Researchers from Maastricht University, Netherlands, investigated the influence of content and timing of an e-mail prompt on the returning visits to a computer-tailored lifestyle program. The lifestyle programs were aimed at multiple health behaviors: increasing physical activity, increasing fruit and vegetable intake, smoking cessation and decreasing alcohol consumption. These programs compared a user's current health behavior status to Dutch public health guidelines set for certain health behavior--such as working out at least 30 minutes per day five days a week, eating fruit and vegetables daily, drinking plenty of water and not smoking.

The program used gradual steps to guide people in changing their behaviors, plans to use and coping mechanisms to prevent relapse.

Of the 240 program users tested, 206 participants received e-mails prompting them to revisit the program. The study shows that 53 participants--25.7 percent--that got the e-mail reacted by clicking on the URL and re-visiting the program website, and 21 percent logged in.

The e-mails were more effective when sent two weeks after a user's first visit, as opposed to four and six weeks after the first visit.
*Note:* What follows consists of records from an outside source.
PR #180, opened 2014-12-03
add showConditional expressions and conditional disabling

antoniopuero:
Added more complex logic for hiding or showing any element of the form. Also conditional disabling, not only through static readonly property.
But there're two lines which were unexpectedly added to the pr,
+              if (part.key && part.schema && angular.isDefined(part.schema['default'])) {
-                sfSelect(part.key, scope.model, part['default']);		
+                sfSelect(part.key, scope.model, part.schema['default']);
 and I can't figure out why they are there.

Also, it's kinda hard to write/read your spec :(


Dervisevic:
I think we'll have to give this another week to see if @antoniopuero responds or close it. It's been a month of additional information needed.

antoniopuero:
Hi, sorry for late response. I'm a bit unsure what do you mean by "use conditional with one read only field and one "ordinary"". List of dependencies helps us to keep conditional expression clear and simple, and in the future, when model may became smth more complex, we won't let user change the expression (for example implementation of visibility and category in form definition to be able to structure your model will let us to handle expression properly and this is not very robust). The other case is that user should not know how model holder is called inside of directive, I mean that without dependencies  list we should write "model.key1 === true". about changing all add-ons  you're right, don't know how to manage it better

dist/schema-form.js
```diff
@@ -226,6 +231,67 @@ angular.module('schemaForm').provider('schemaFormDecorators',
...
+
+              if (angular.isUndefined(expressionString)) {
+                return false;
+              }
+
+              var disabled = evalExpression(expressionString);
+
+              if (angular.isDefined(scope.form.required)) {
+                scope.form.required = !disabled;
+                scope.form.schema.required = !disabled;
```
davidlgj: Changing the actual schema is not something we can do, either it is required or it's not.

antoniopuero: Yes, I fill awkward for this part. But maybe you can give me an advice, how to handle better situation when field is required only if it is visible. Don't you?

davidlgj:
What I meant was that you can use two consecutive conditionals in the form definition, with the same "contition" except that one is the negation of the other, that way one of them is always shown and slap on a "readonly" on one of them. 

ex.
```js
[
  {
    type: 'conditional',
    condition: 'person.confirm',
    items: ['email']
  },
  {
    type: 'conditional',
    condition: '!person.confirm',
    items: [
      {
         key: 'email',
         readonly: true    
      }
    ]
  } 
]
```

This is a bit cumbersome though, as noted #234, and it probably needs a new option to remove the value from the model while it's hidden, see #204. So there is certainly room for improvement, but I believe this is the way to do it. I think a "condition" on every field could be a solution that would ease up the typing. 

Also another way to solve it, especially if you like to change the schema, is to just change the schema and form definition and do a redraw of the form, unless the form is huuuuge it re-renders fast enough so the user doesn't notice.

So I'm sorry but we can't merge this as it is.

dist/schema-form.js
davidlgj: This is kind of a restriction we have by using JSON Schema. It becomes a bit complicated when your validation scenario is hard to describe with a JSON Schema.

What you can do is to re-redraw the form by changing the schema or the form definition, but change the entire schema/form instance (i.e. use angular.copy), otherwise it won't trigger a redraw of the form. 

A bit more correct solution would be to use `oneOf`, `anyOf` etc and that way you might be able to describe the validation you need from within the schema, but sadly we lack support for those. 

Could you give some more specifics on what such a situation might be? There might be some other way to solve it.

Additionally, participants receiving an e-mail with content other than just the link to the program were more likely to click on the program than URL than those who received a standard prompt.

In a study published last summer in the Journal of Medical Internet Research, researchers tried to measure the impact of e-mail and text messages on patient self-monitoring of activities and behaviors such as diet, exercise, and smoking. Study results showed that initiating and maintaining use of self-monitoring tools had been challenging.

A study in 2010 lead by the Center for Community-Based Research at the Dana-Farber Cancer Institute in Boston also set out to determine whether e-mail prompts were useful at increasing self-monitoring in online programs, and found that prompting did, in fact, increase rates of return and self-monitoring.